## Assignment
At the line with "Unadvertised OSX dependency with coreutils", start repeating the data, and continue line by line through the final line, exactly.
Segment Start: Dataset records
Issue #182, opened 2016-01-09
Unadvertised OSX dependency with coreutils


truthbk:
Just a quick heads up to let you know you have an unadvertised dependency with coreutils (_realpath_, _readlink_) on OSX (tested on 10.11). 

**`brew install coreutils`** will fix it.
Segment End: Dataset records
## Reply to the task
Unadvertised OSX dependency with coreutils


truthbk:
Just a quick heads up to let you know you have an unadvertised dependency with coreutils (_realpath_, _readlink_) on OSX (tested on 10.11). 

**`brew install coreutils`** will fix it.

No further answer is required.